I come across bar and restaurant owners all the time that are unable to calculate their food cost/margin or their beverage cost/margin. These simplest of calculations can be done on the back of a napkin. I’ll try to explain each aspect of it here as simply as possible:
Whether you run a steak and seafood restaurant, a family restaurant, a pub or a martini bar, you need to know what your food cost is.
The basic food cost calculation itself is simple:
Opening Inventory Value + Cost of Purchases – Closing Inventory Value = Usage Amount
Usage Amount / Sales Revenue = Cost of Goods Sold (%)
This formula can be used to calculate your food cost anytime you want to: monthly, weekly or daily. We will use this formula to calculate a weekly food cost.
First, you need to collect the information that is required to do your food cost calculation.
You will need to have done a physical inventory of your stock, and you will need to add up your purchases for the week. You will also need to have your food sales for the week available.
Your opening inventory is the dollar value of what you began your week with. If you do a regular food cost calculation, your opening values will be the last closing value you had.
Your purchases amount is the dollar value of whatever you purchased during the week.

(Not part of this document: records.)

PR #368, opened 2023-06-20
Create single table column pair trends property

### LINKED ISSUE #356: Create single table column pair trends property
### Problem Description

Once #354 is complete we should migrate the code for the computation of property metrics to their respective classes. This issue is for the `ColumnPairTrends` property.

### Expected behavior

Add a `ColumnPairTrends` class to the `_properties` module. The class should inherit from the `BaseSingleTableProperty` class.

#### Attributes

- `metrics`: The metrics for this property are: [CorrelationSimilarity, ContingencySimilarity]
- `_details`: A dataframe containing the following columns
    - 'Table': Then table names
    - 'Column 1': The names of the first column involved
    - 'Column 2': The names of the second column involved
    - 'Metric': The name of the metric
    - 'Quality Score': The scores
    - 'Real Correlation': The score for the real data's correlation for the columns
    - 'Synthetic Correlation': The score for the synthetic data's correlation for the columns

#### Abstract methods

- `get_score(real_data, synthetic_data, metadata, progress_bar)` - Returns a float that is the average score of all the individual metric scores computed.
    - Pseudo code
    ```python
    discrete_real, discrete_synthetic = discretize(real_data, synthetic_data, metadata)
    n_unique_real = real_data.nunique()
    n_unique_synthetic = synthetic_data.nunique()

    # IMPORTANT: Keep in mind that correlation between column1, column2 is the same as 
    # the correlation between column2, column1 -- so we do not need to compute twice
    # if there are n columns, total number of computations are n(n+1)/2
    for column1, column2 in tqdm(all column pairs, disable=(not verbose)):
        try:
            if column1 == column2:
                pair_score = 1 # correlation between a column and itself is 1

            elif column1 or column 2 has < 2 unique values:
                pair_score = NaN # must have 2 or more values for a correlation

            elif both columns are continuous:
                pair_score = CorrelationSimilarity

            elif both columns are discrete:
                pair_score = ContingencySimilarity

            elif one is discrete and one is continuous:
                pair_score = ContingencySimilarity (discrete data)

            else:
                continue # don't compute correlation for PII or id

        except Exception as e:
            pair_score = NaN
            Warning("Unable to compute Column Pair trends for <column1> and <column2." + 
                    "Encountered Error: type(e).__name__, e"

    try:
        overall_property_score = average(all pair scores)
    except:
        overall_property_score = NaN
    ```
- `get_visualization(table_name)` - Returns a `plotly.graph_objects._figure.Figure` object for the specified table. Use code similar to what's in `get_column_pairs_plot`.

### Additional context

- See #354 for more info

R-Palazzo:
Resolve #356.

I made few changes outside of the Issue. Mainly:
- To drop the NaN only for the 2 columns on the `ColumnPairTrend` metrics, not over all the dataset.
- Changed bins definition when discretizing continuous columns to include more values. Bins are only defined on real_data, so discretization produces NaN if synthetic data have different values (higher or lower).


npatki:
@R-Palazzo, @amontanez24 

> Changed bins definition when discretizing continuous columns to include more values. Bins are only defined on real_data, so discretization produces NaN if synthetic data have different values (higher or lower).

This is the expected behavior:

1. Generate the bins based on the real data. For example, assume there are 10 bins that are labeled `0, 1, 2, .. 9`
2. Adjust the lowest and highest bin edges to be -/+ infinity. That is, bin `0` should be `[-inf, <value>]` and bin `9` shoudl be `[value, +inf]`
3. Now the bin values to discretize the synthetic data. There shouldn't be any nans due to the step before.
    - If a synthetic value is below the min of real data, it will be assigned to bin `0`
    - If a synthetic value is above the max of real data, it will be assigned to bin `9`

@R-Palazzo if there are any other changes you're making outside the issue, please Slack me just in case.

R-Palazzo:
> @R-Palazzo, @amontanez24
> 
> > Changed bins definition when discretizing continuous columns to include more values. Bins are only defined on real_data, so discretization produces NaN if synthetic data have different values (higher or lower).
> 
> This is the expected behavior:
> 
> 1. Generate the bins based on the real data. For example, assume there are 10 bins that are labeled `0, 1, 2, .. 9`
> 2. Adjust the lowest and highest bin edges to be -/+ infinity. That is, bin `0` should be `[-inf, <value>]` and bin `9` shoudl be `[<value>, +inf]`
> 3. Now use the bin edges to discretize the synthetic data. There shouldn't be any nans due to the step before.
>    
>    * If a synthetic value is below the min of real data, it will be assigned to bin `0`
>    * If a synthetic value is above the max of real data, it will be assigned to bin `9`
> 
> @R-Palazzo if there are any other changes you're making outside the issue, please Slack me just in case.

Yes thanks for your message. I didn't precise in my message that I wanted to discuss this and was going to talk about it during the Eng. meeting. 
It's fine only considering the real_data but because we drop the NaN I was thinking that we lose some informations.

npatki:
I think with the above expected algorithm, we wouldn't lose any synthetic data values. Those that go above the real min/max would still be assigned to a bin. We can discuss more soon.

R-Palazzo:
> I think with the above expected algorithm, we wouldn't lose any synthetic data values. Those that go above the real min/max would still be assigned to a bin. We can discuss more soon.

Yes I agree, I like this option. I'm coding it ;)

sdmetrics/reports/single_table/_properties/column_pair_trends.py
```diff
@@ -0,0 +1,410 @@
...
+        list_dtypes = self._sdtype_to_shape.keys()
+        for column_names in itertools.combinations(list_col_names, r=2):
+            column_name_1 = column_names[0]
+            column_name_2 = column_names[1]
+
+            sdtype_col_1 = metadata['columns'][column_name_1]['sdtype']
+            sdtype_col_2 = metadata['columns'][column_name_2]['sdtype']
+
+            valid_sdtypes = sdtype_col_1 in list_dtypes and sdtype_col_2 in list_dtypes
+            if valid_sdtypes:
```
amontanez24, line 253: to save space with all the indentation, maybe we do 
```python
if not valid_sdtypes:
    continue
```

sdmetrics/reports/single_table/_properties/column_pair_trends.py
```diff
@@ -0,0 +1,410 @@
...
+            real_data (pandas.DataFrame):
+                The real data
+            synthetic_data (pandas.DataFrame):
+                The synthetic data
+            metadata (dict):
+                The metadata of the table
+            progress_bar:
+                The progress bar to use. Defaults to tqdm.
+        """
+        processed_real_data, processed_synthetic_data = self._get_processed_data(
```
amontanez24, line 232: I wonder if it would be simpler to do the following steps:
1. Process the data (get rid of datetimes)
2. Get the discretized version of the processed data as a separate dataframe (that way you don't need to make unique names)
3. In the loop below, figure out if either column is discrete
4. Based on that, either pass the regular or discretized data to the metric

tests/integration/reports/single_table/_properties/test_column_pair_trends.py
```diff
@@ -0,0 +1,103 @@
...
+        Test the method with the different possible sdtypes as well as with one primary key.
+        """
+        # Setup
+        column_names = [
+            'student_id', 'degree_type', 'start_date', 'second_perc', 'work_experience'
+        ]
+        real_data = pd.read_csv('sdmetrics/demos/single_table/real.csv')[column_names]
+        synthetic_data = pd.read_csv('sdmetrics/demos/single_table/synthetic.csv')[column_names]
+        with open('sdmetrics/demos/single_table/metadata.json', 'r') as f:
+            metadata = json.load(f)
```
amontanez24, line 24: you can probably just use `get_demo`

tests/unit/reports/single_table/_properties/test_column_pair_trends.py
```diff
@@ -0,0 +1,311 @@
...
+
+        # Run
+        cpt_property.get_visualization()
+
+        # Assert
+        assert mock__get_correlation_matrix.call_count == 3
+        mock_make_subplots.assert_called()
+        assert cpt_property._get_heatmap.call_count == 3
+        assert fig_mock.add_trace.call_count == 3
+        cpt_property._update_layout.assert_called()
```
amontanez24, line 311: we should either test `_update_layout` or just test the output here

tests/unit/reports/single_table/_properties/test_column_pair_trends.py
```diff
@@ -0,0 +1,311 @@
...
+            'col1': [1, 2, 3],
+            'col2': [False, True, True],
+            'col3': ['a', 'b', 'c'],
+            'col4': pd.to_datetime(['2020-01-01', '2020-01-02', '2020-01-03'])
+        })
+        synthetic_data = pd.DataFrame({
+            'col1': [4, 5, 6],
+            'col2': [False, True, True],
+            'col3': ['a', 'b', 'c'],
+            'col4': pd.to_datetime(['2020-01-04', '2020-01-05', '2020-01-06'])
```
amontanez24, line 23: should we test with nans?

sdmetrics/reports/single_table/_properties/column_pair_trends.py
```diff
@@ -0,0 +1,410 @@
...
+        heatmap_df = pd.DataFrame(index=names, columns=names)
+
+        for idx_1, column_name_1 in enumerate(names):
+            for column_name_2 in names[idx_1:]:
+                if column_name_1 == column_name_2:
+                    heatmap_df.loc[column_name_1, column_name_2] = 1
+                    continue
+
+                col_1_cond = (table['Column 1'] == column_name_1)
+                col_2_cond = (table['Column 2'] == column_name_2)
```
amontanez24, line 314: Can we call these col_1_loc and col_2_loc or something like that instead?

sdmetrics/reports/single_table/_properties/column_pair_trends.py
```diff
@@ -0,0 +1,410 @@
...
+                if table.loc[col_1_cond & col_2_cond].empty:
+                    col_1_cond = (table['Column 1'] == column_name_2)
+                    col_2_cond = (table['Column 2'] == column_name_1)
```
amontanez24, line 317: I'm confused, if one is empty shouldn't the reverse also be?

amontanez24 (commented):
This looks like it was a lot of work! Great job. I think there are a few things we can do to simplify or reduce some calls/conditions. Let's also try to make sure each condition is tested

tests/unit/reports/single_table/_properties/test_column_pair_trends.py
```diff
@@ -0,0 +1,410 @@
...
+        cpt._get_metric('datetime', 'numerical').__name__ == 'CorrelationSimilarity'
+        cpt._get_metric('datetime', 'categorical').__name__ == 'ContingencySimilarity'
+        cpt._get_metric('datetime', 'boolean').__name__ == 'ContingencySimilarity'
+        cpt._get_metric('numerical', 'categorical').__name__ == 'ContingencySimilarity'
+        cpt._get_metric('numerical', 'boolean').__name__ == 'ContingencySimilarity'
+        cpt._get_metric('categorical', 'boolean').__name__ == 'ContingencySimilarity'
+        cpt._get_metric('categorical', 'categorical').__name__ == 'ContingencySimilarity'
+        cpt._get_metric('boolean', 'boolean').__name__ == 'ContingencySimilarity'
+
+    def get_columns_data(self):
```
amontanez24, line 162: test names should start with `test_`

sdmetrics/reports/single_table/_properties/column_pair_trends.py
```diff
@@ -0,0 +1,441 @@
...
+                The sdtype of the first column
+            sdtype_col_2 (str):
+                The sdtype of the second column
+        """
+        if sdtype_col_1 == 'datetime' or sdtype_col_2 == 'datetime':
+            return True
+        elif self._sdtype_to_shape[sdtype_col_1] != self._sdtype_to_shape[sdtype_col_2]:
+            return True
+        else:
+            return False
```
amontanez24, line 198: Instead of doing all this, I propose just storing two lists:
1. Of column names that failed during datetime
2. Of column names that failed during discretizing
Then when we try to run the metric, we can just see if either column is in the list

sdmetrics/reports/single_table/_properties/column_pair_trends.py
```diff
@@ -0,0 +1,441 @@
...
+                columns_real = self._get_columns_data(
+                    column_name_1, column_name_2, processed_real_data, metadata
+                )
+                columns_synthetic = self._get_columns_data(
+                    column_name_1, column_name_2, processed_synthetic_data, metadata
+                )
+
+                score_breakdown = metric.compute_breakdown(
+                    real_data=columns_real, synthetic_data=columns_synthetic
+                )
```
amontanez24, line 286: I think the logic in these three methods can be done in one method that just takes in the data, discretized data, column names and metadata. Then it can just check which metric to run and pick the columns from either the original or discretized data

sdmetrics/reports/single_table/_properties/column_pair_trends.py
```diff
@@ -0,0 +1,441 @@
...
+        )
+
+        for column_name in metadata['columns']:
+            column_meta = metadata['columns'][column_name]
+            column_sdtype = column_meta['sdtype']
+            if column_sdtype in ['numerical', 'datetime']:
+                name_discrete = create_unique_name(column_name + '_discrete', metadata['columns'])
+                processed_data[name_discrete], bin_edges = self._discretize_column(
+                    column_name, processed_data[column_name]
+                )
```
amontanez24, line 130: I think it might be simpler if we returned the discretized data in its own dataframe and maybe with its own function. This way we wouldn't need the `create_unique_name` method at all and we could just use the column names to easily grab the data from the desired dataframe

amontanez24 (changes requested):

sdmetrics/reports/single_table/_properties/column_pair_trends.py
R-Palazzo: Yes I was trying to avoid this for memory saving (not saving twice all the category/boolean columns) but if it's not a concern here, I can return the table (original and discretized one).

sdmetrics/reports/single_table/_properties/column_pair_trends.py
R-Palazzo: Updated in [ebe9e54](https://github.com/sdv-dev/SDMetrics/pull/368/commits/ebe9e54c38ed06f78a6c4ca1a0bf16eb524501e7)

sdmetrics/reports/single_table/_properties/column_pair_trends.py
R-Palazzo: Yes I agree, done in [ebe9e54](https://github.com/sdv-dev/SDMetrics/pull/368/commits/ebe9e54c38ed06f78a6c4ca1a0bf16eb524501e7)

sdmetrics/reports/single_table/_properties/column_pair_trends.py
amontanez24: Why would we need to store all the categorical and boolean columns twice? Can't we just take the columns that you're appending to the table and put only those in a separate dataframe?

frances-h (approved):
Looks good!

tests/integration/reports/single_table/_properties/test_column_pair_trends.py
```diff
@@ -0,0 +1,130 @@
...
+            'Synthetic Correlation': [
+                0.07645134784253645, np.nan, np.nan, np.nan, np.nan, np.nan
+            ]
+        }
+        expected_details = pd.DataFrame(expected_details_dict)
+        pd.testing.assert_frame_equal(column_shape_property._details, expected_details)
+        assert score == 0.754
+
+    def test_get_score_warnings(self, recwarn):
+        """Test the ``get_score`` method when the metrics are raising erros for some columns."""
```
amontanez24, line 60: typo: erros

sdmetrics/reports/single_table/_properties/column_pair_trends.py
```diff
@@ -0,0 +1,455 @@
...
+                The synthetic data
+            metadata (dict):
+                The metadata of the table
+        """
+        columns_real = self._get_columns_data(
+            col_name_1, col_name_2, real_data, discrete_real, metadata
+        )
+        columns_synthetic = self._get_columns_data(
+            col_name_1, col_name_2, synthetic_data, discrete_synthetic, metadata
+        )
```
amontanez24, line 235: I think you can do the logic for these methods and getting the metric itself all in here since they seem to share similar conditional statements

sdmetrics/reports/single_table/_properties/column_pair_trends.py
```diff
@@ -0,0 +1,455 @@
...
+        for idx_1, column_name_1 in enumerate(names):
+            for column_name_2 in names[idx_1:]:
+                if column_name_1 == column_name_2:
+                    heatmap_df.loc[column_name_1, column_name_2] = 1
+                    continue
+
+                col_1_loc = (table['Column 1'] == column_name_1)
+                col_2_loc = (table['Column 2'] == column_name_2)
+                if table.loc[col_1_loc & col_2_loc].empty:
+                    col_1_loc = (table['Column 1'] == column_name_2)
```
amontanez24, line 361: Can you leave a small comment here about why we check both combinations?

amontanez24 (approved):
A couple small comments but after that I think this is ready 🍾  Great job!

sdmetrics/reports/single_table/_properties/column_pair_trends.py
```diff
@@ -281,23 +237,22 @@ def _generate_details(self, real_data, synthetic_data, metadata, progress_bar):
 
                 continue
 
-            metric = self._get_metric(sdtype_col_1, sdtype_col_2)
+            columns_real, metric = self._get_columns_data_and_metric(
+                column_name_1, column_name_2, processed_real_data, discrete_real, metadata
+            )
+            columns_synthetic, _ = self._get_columns_data_and_metric(
+                column_name_1, column_name_2, processed_synthetic_data,
+                discrete_synthetic, metadata
```
amontanez24, line 245: Why not get both the synthetic and real data at once?

amontanez24 (approved):
This looks a lot better! I just left one comment but other than that I think this is good!

tests/integration/reports/single_table/_properties/test_column_pair_trends.py
amontanez24: This typo is still here @R-Palazzo

sdmetrics/reports/single_table/_properties/column_pair_trends.py
R-Palazzo: Yes done in [582456b](https://github.com/sdv-dev/SDMetrics/pull/368/commits/582456bbfd5ac86cd5f861c4a420900ea6fa27a0)

sdmetrics/reports/single_table/_properties/column_pair_trends.py
R-Palazzo: Yes I let a comment lint 324-325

Your closing inventory dollars is the value of what is still in stock at the end of your week.
When you add your opening inventory and your purchases, you calculate the total product that you purchased for the week. When you subtract your closing inventory, you end up with your usage for the week.

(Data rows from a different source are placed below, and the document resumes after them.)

PR #369, opened 2023-06-20
Create Parent - Child relationship property class

### LINKED ISSUE #359: Create Parent Child Relationships property class
### Problem Description

Once #357 is done, we can migrate the code for computing the parent child relationship scores to a property class.

#### Attributes

- `metrics`: [CardinalityShapeSimilarity]
- `_properties`: None

#### Abstract methods

- `get_score(real_data, synthetic_data, metadata)` - Average the scores calculated when running the CardinalityShapeSimilarity metric.
- `get_visualization(table_name)` - Just a wrapper around the single table `get_visualization` method.

### Additional context
- Unlike the other properties, this one has no single table equivalent. The metric itself is designed to handle multi table data, so this class will not have to use any single table properties.

pvk-developer:
Resolves #359

### DIFF
--- a/sdmetrics/reports/multi_table/_properties/relationship.py
+++ b/sdmetrics/reports/multi_table/_properties/relationship.py
@@ -1,0 +1,61 @@
+from sdmetrics.multi_table.statistical import CardinalityShapeSimilarity
+from sdmetrics.reports.multi_table._properties.base import BaseMultiTableProperty
+from sdmetrics.reports.multi_table.plot_utils import get_table_relationships_plot
+
+
+class CardinalityShapeSimilarityProperty(BaseMultiTableProperty):
+    """``CardinalityShapeSimilarityProperty`` class.
+
+    Property that uses ``sdmetrics.multi_table.statistical.CardinalityShapeSimilarity`` metric
+    in order to compute and plot the scores of cardinality shape similarity in the given tables.
+    """
+
+    def get_score(self, real_data, synthetic_data, metadata, progress_bar):
+        """Get the average score of cardinality shape similarity in the given tables.
+
+        Args:
+            real_data (pandas.DataFrame):
+                The real data.
+            synthetic_data (pandas.DataFrame):
+                The synthetic data.
+            metadata (dict):
+                The metadata, which contains each column's data type as well as relationships.
+            progress_bar (tqdm.tqdm):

Because your closing inventory is still in stock, you need to subtract it from the equation, because even though you purchased it in that cycle, you haven’t used it yet.
Then you take your usage and divide that by your food sales for the week. The percentage you arrive at is your food cost.
Here is an example of how this calculation works:
Opening Inventory: $10,300
Closing Inventory: $8,200
Food Sales: $22,000
Using our formula, your food cost would be calculated in the following way:
$10,300 + $5,500 – $8,200 = $7,600
$7,600 / $22,000 = 34.55 %
In this example, you began with $10,300 of food product in stock. You purchased $5,500 through the course of the week, and at the end of the week you did a physical inventory and determined that you still have $8,200 of product in stock.
Therefore, your usage for the week was $7,600.